After a dispute, a family member accused Hampton of sexually abusing a child. A Child Protective Services investigator who followed up on the accusation multiple times and interviewed the child found that the abuse did not occur, according to an August report that Costigan provided The Tribune. An agency spokesperson said the case had been closed and that its details are confidential.
A military veteran, Hampton has fought wars in Afghanistan and Iraq. A few years ago, he was diagnosed with post-traumatic stress disorder after his time in combat. Hampton said he learned how to regulate the effects of the disorder, but he’s now noticing a regression.
“Since I’ve been locked up I find it much harder to regulate,” he wrote.
Back home in Rosevine, Costigan does what she can to help with his defense, advocate for his release before a trial, visit him and keep their home running. But it’s not always easy.
“The stove is out, the refrigerator just died, my dryer doesn’t work,” Costigan said.

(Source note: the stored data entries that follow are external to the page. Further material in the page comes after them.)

PR #982, opened 2024-01-10
Remove "d" tag reference from README

schmijos:
This is about the matter of replaceable events.

Even though a lot of NIPs still reference the "d" tag, I was confused by the explicit reference to NIP-01. The "d" tag lost its specific definition in https://github.com/nostr-protocol/nips/pull/703 where NIP-33 was merged into NIP-01.

### DIFF
--- a/README.md
+++ b/README.md
@@ -187,7 +187,7 @@ Please update these lists when proposing NIPs introducing new event kinds.
 | `e`               | event id (hex)                       | relay URL, marker    | [01](01.md), [10](10.md)              |
 | `p`               | pubkey (hex)                         | relay URL, petname   | [01](01.md), [02](02.md)              |
 | `a`               | coordinates to an event              | relay URL            | [01](01.md)                           |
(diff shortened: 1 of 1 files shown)


vitorpamplona:
This rewrite of NIP-01 makes the definition of the d-tag more clear: https://github.com/nostr-protocol/nips/pull/963

fiatjaf:
Why? The `d` tag is defined in NIP-01.

schmijos:
Where? I cannot find it.

CleanShot 2024-01-11 at 11 25 58@2x
CleanShot 2024-01-11 at 11 27 15@2x
CleanShot 2024-01-11 at 11 27 37@2x

I guess it's a bug then?
In this case @vitorpamplona's suggestion is better.
Closing.

schmijos:
I now found the reference. It's web searchable with "d tag"
CleanShot 2024-01-11 at 11 35 30@2x

schmijos:
@fiatjaf I think the main confusion was caused by this statement in NIP-01

> This NIP defines 3 standard tags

Hampton could probably fix them. But nobody seems to know how long he’ll be behind bars.
After missing an arraignment hearing, Hampton’s lawyer was one hour late to another court date. Costigan filed a grievance against the attorney, who did not respond to The Tribune’s requests for comment but disputed Costigan’s accusations in a filing to the state bar association.
Hampton is now represented by a court-appointed attorney, who vows to get Hampton’s bond reduced and at least one of the charges against him dismissed.
For now, it’s just a waiting game 100 miles from home.
“I just don’t understand how they are shuttling pre-trial people to Louisiana,” Hampton said. “Do you know how hard it is to prove yourself innocent here?”